**How to complete this task:** You are to retype all of the data exactly as it appears.

**Provided data:**
PR #6443, opened 2022-03-26
Generalized a few nation uniques

xlenstra:
Most notably, added the conditional `<with [amount]% chance>`.
Also refactored some code in `battle.kt` to remove duplication of spawning captured enemy units.
Most of these ideas were recently requested in #suggestions on discord.
I'm open to better wordings of Japans unique: "Damage is ignored when determining unit Strength <for [non-air] units>". While it contains all the relevant information, I'm not sure if the general user immediately understands what it means


SomeTroglodyte (approved):
Wording? Umm - aren't conditionals technically working everywhere within the unique string? Not only the end?
"enemey"? Sounds like a musical dialect. Pity template doesn't match code.
Changing the OnlyAvailableWhen line only to add a trailing blank? Ctrl-F, Check ".*" button, search for " $"
Modifying Windozer-only gradlew.bat? Won't survive the next Gradle upgrade.
Make GainFromDefeatingUnit stack but only for the Stats part? Nice to not overlook that.
`tileBasedRandom by lazy` - Think contextBasedRandom and do a proper hashCode over the complete `state`? The hashCode is   specifically meant to support the equality contract, meaning a clone should keep its hashCode, and since Vector2 is not by us and therefore equality contract abiding, position.hashCode is just as stable and cheaper than position.toString().hashCode(). And if we just let the Studio wizard generate equality support for StateForConditionals and all its parts, state.hashCode() would be best... I'm still waiting for all those Map/Set<TileInfo> to bite us in the posterior due to no proper support for the Map/Set contract - which says keys must support equality.

SomeTroglodyte:
Oh, and <> in github markdown -> within `` they're pretty safe unlike "&", no need to `\` escape; outside they might get lost including contents... _if_ they could be any xml element. If in doubt, use <code>&amp;lt;</code> (which I wrote < code > & amp ; lt ; < / code > without the spaces) :fearful:

xlenstra:
> Wording? Umm - aren't conditionals technically working everywhere within the unique string? Not only the end?

True, but when translated they're always put at the end of the unique.

> "enemey"? Sounds like a musical dialect. Pity template doesn't match code. 

Good catch, I'll change it

> Changing the OnlyAvailableWhen line only to add a trailing blank? Ctrl-F, Check ".*" button, search for " $" 

At first I removed the new line at the end, but later decided to revert that. Turns out I didn't fully revert it. I'll change this.

> Modifying Windozer-only gradlew.bat? Won't survive the next Gradle upgrade. 

My game was running extremely slow without this change, even though I'm on a linux machine. Not sure how, but changing this did fix it

> Make GainFromDefeatingUnit stack but only for the Stats part? Nice to not overlook that. `tileBasedRandom by lazy` - Think contextBasedRandom and do a proper hashCode over the complete `state`? The hashCode is specifically meant to support the equality contract, meaning a clone should keep its hashCode, and since Vector2 is not by us and therefore equality contract abiding, position.hashCode is just as stable and cheaper than position.toString().hashCode(). 

I've just copy-pasted this from `UniqueTriggerActivation.kt`, but I suppose I might as well change it.

> And if we just let the Studio wizard generate equality support for StateForConditionals and all its parts, state.hashCode() would be best... I'm still waiting for all those Map/Set to bite us in the posterior due to no proper support for the Map/Set contract - which says keys must support equality.
> Oh, and <> in github markdown -> within `` they're pretty safe unlike "&", no need to `\` escape; outside they might get lost including contents... _if_ they could be any xml element. If in doubt, use <code>&amp;lt;</code> (which I wrote < code > & amp ; lt ; < / code > without the spaces) :fearful: 

Thx, changed.

SomeTroglodyte:
I didn't mean just _using_ state.hashCode _as is_ without further research... OK, it's a data class, so we have the data class default implementation, a priori a good thing, which afaik calls hashCode for all members, multiplies each by a different power of 31 (starting with 31^0), and sums up - or so. But most members of state (OK, all, makes little sense counting ignoreConditionals) don't have that luxury and thus get the Any.hashCode implementation which does - what? Calls [identityHashCode](https://kotlinlang.org/api/latest/jvm/stdlib/kotlin.native/identity-hash-code.html) - good luck understanding that description. I assume it will do something from the _memory address_ of the instance... Which is not good for what we want - which is same random after a reload.

I hope I said _**if**_ our RulesetObjects (at least those contained in StateForConditionals) all had their own conforming euqals+hashCode implementation - **_then_** that would be a better seed.

From another angle: We don't implement equality, thus `equals` calls are not obligated to say "yes equal" on an original and its clone - and the default implementation likely won't. Using such an object as key on a HashSet or HashMap won't find a stored value using a clone as key. That seems to work for us as such maps/sets are rebuilt whenever stuff is cloned, and no cloning seems to be done without rebuilding such maps/sets. Breaking that means nasty hard to find bugs. When `equals` says Dolly and its clone aren't equal, hasCode isn't required to be equal either. Which means serialization/deserialization will change the hashCodes. Which means reload spamming to get different random results based on a generator seeded with such hashes will eventually succeed.

Why would Vector2.hashCode or String.hashCode **work** to prevent reload spamming? 'cuz they _do_ implement semantic equality which means same hash for the same value independent of cloning or memory address or serialization cycles.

**Task solution:**
PR #6443, opened 2022-03-26
Generalized a few nation uniques

xlenstra:
Most notably, added the conditional `<with [amount]% chance>`.
Also refactored some code in `battle.kt` to remove duplication of spawning captured enemy units.
Most of these ideas were recently requested in #suggestions on discord.
I'm open to better wordings of Japans unique: "Damage is ignored when determining unit Strength <for [non-air] units>". While it contains all the relevant information, I'm not sure if the general user immediately understands what it means


SomeTroglodyte (approved):
Wording? Umm - aren't conditionals technically working everywhere within the unique string? Not only the end?
"enemey"? Sounds like a musical dialect. Pity template doesn't match code.
Changing the OnlyAvailableWhen line only to add a trailing blank? Ctrl-F, Check ".*" button, search for " $"
Modifying Windozer-only gradlew.bat? Won't survive the next Gradle upgrade.
Make GainFromDefeatingUnit stack but only for the Stats part? Nice to not overlook that.
`tileBasedRandom by lazy` - Think contextBasedRandom and do a proper hashCode over the complete `state`? The hashCode is   specifically meant to support the equality contract, meaning a clone should keep its hashCode, and since Vector2 is not by us and therefore equality contract abiding, position.hashCode is just as stable and cheaper than position.toString().hashCode(). And if we just let the Studio wizard generate equality support for StateForConditionals and all its parts, state.hashCode() would be best... I'm still waiting for all those Map/Set<TileInfo> to bite us in the posterior due to no proper support for the Map/Set contract - which says keys must support equality.

SomeTroglodyte:
Oh, and <> in github markdown -> within `` they're pretty safe unlike "&", no need to `\` escape; outside they might get lost including contents... _if_ they could be any xml element. If in doubt, use <code>&amp;lt;</code> (which I wrote < code > & amp ; lt ; < / code > without the spaces) :fearful:

xlenstra:
> Wording? Umm - aren't conditionals technically working everywhere within the unique string? Not only the end?

True, but when translated they're always put at the end of the unique.

> "enemey"? Sounds like a musical dialect. Pity template doesn't match code. 

Good catch, I'll change it

> Changing the OnlyAvailableWhen line only to add a trailing blank? Ctrl-F, Check ".*" button, search for " $" 

At first I removed the new line at the end, but later decided to revert that. Turns out I didn't fully revert it. I'll change this.

> Modifying Windozer-only gradlew.bat? Won't survive the next Gradle upgrade. 

My game was running extremely slow without this change, even though I'm on a linux machine. Not sure how, but changing this did fix it

> Make GainFromDefeatingUnit stack but only for the Stats part? Nice to not overlook that. `tileBasedRandom by lazy` - Think contextBasedRandom and do a proper hashCode over the complete `state`? The hashCode is specifically meant to support the equality contract, meaning a clone should keep its hashCode, and since Vector2 is not by us and therefore equality contract abiding, position.hashCode is just as stable and cheaper than position.toString().hashCode(). 

I've just copy-pasted this from `UniqueTriggerActivation.kt`, but I suppose I might as well change it.

> And if we just let the Studio wizard generate equality support for StateForConditionals and all its parts, state.hashCode() would be best... I'm still waiting for all those Map/Set to bite us in the posterior due to no proper support for the Map/Set contract - which says keys must support equality.
> Oh, and <> in github markdown -> within `` they're pretty safe unlike "&", no need to `\` escape; outside they might get lost including contents... _if_ they could be any xml element. If in doubt, use <code>&amp;lt;</code> (which I wrote < code > & amp ; lt ; < / code > without the spaces) :fearful: 

Thx, changed.

SomeTroglodyte:
I didn't mean just _using_ state.hashCode _as is_ without further research... OK, it's a data class, so we have the data class default implementation, a priori a good thing, which afaik calls hashCode for all members, multiplies each by a different power of 31 (starting with 31^0), and sums up - or so. But most members of state (OK, all, makes little sense counting ignoreConditionals) don't have that luxury and thus get the Any.hashCode implementation which does - what? Calls [identityHashCode](https://kotlinlang.org/api/latest/jvm/stdlib/kotlin.native/identity-hash-code.html) - good luck understanding that description. I assume it will do something from the _memory address_ of the instance... Which is not good for what we want - which is same random after a reload.

I hope I said _**if**_ our RulesetObjects (at least those contained in StateForConditionals) all had their own conforming euqals+hashCode implementation - **_then_** that would be a better seed.

From another angle: We don't implement equality, thus `equals` calls are not obligated to say "yes equal" on an original and its clone - and the default implementation likely won't. Using such an object as key on a HashSet or HashMap won't find a stored value using a clone as key. That seems to work for us as such maps/sets are rebuilt whenever stuff is cloned, and no cloning seems to be done without rebuilding such maps/sets. Breaking that means nasty hard to find bugs. When `equals` says Dolly and its clone aren't equal, hasCode isn't required to be equal either. Which means serialization/deserialization will change the hashCodes. Which means reload spamming to get different random results based on a generator seeded with such hashes will eventually succeed.

Why would Vector2.hashCode or String.hashCode **work** to prevent reload spamming? 'cuz they _do_ implement semantic equality which means same hash for the same value independent of cloning or memory address or serialization cycles.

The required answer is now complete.